PR #1420, opened 2017-06-14
Updated with another permission

viv-liu:
User.ReadWrite.All


api-reference/v1.0/api/profilephoto_update.md
```diff
@@ -13,6 +13,7 @@ You can use either PATCH or PUT for this operation in version 1.0.
 One of the following **scopes** is required to execute this API for:
 
 - Profile photo of signed-in **user** - *User.ReadWrite*
+- Profile photo of all **users** in the organization - *User.ReadWrite.All*
```
dkershaw10: Unfortunately it's a bit more screwed up than that.  For delegated flow, this permission only permits update of the signed in user's photo.  For app-only flow, it allows update of any user's photo.

viv-liu: This is something that can be addressed in a table. Thanks for calling this out 👍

********************

▶ [Task brief] Print the entries once more, character for character.

▶ [Result of the task]
PR #1420, opened 2017-06-14
Updated with another permission

viv-liu:
User.ReadWrite.All


api-reference/v1.0/api/profilephoto_update.md
```diff
@@ -13,6 +13,7 @@ You can use either PATCH or PUT for this operation in version 1.0.
 One of the following **scopes** is required to execute this API for:
 
 - Profile photo of signed-in **user** - *User.ReadWrite*
+- Profile photo of all **users** in the organization - *User.ReadWrite.All*
```
dkershaw10: Unfortunately it's a bit more screwed up than that.  For delegated flow, this permission only permits update of the signed in user's photo.  For app-only flow, it allows update of any user's photo.

viv-liu: This is something that can be addressed in a table. Thanks for calling this out 👍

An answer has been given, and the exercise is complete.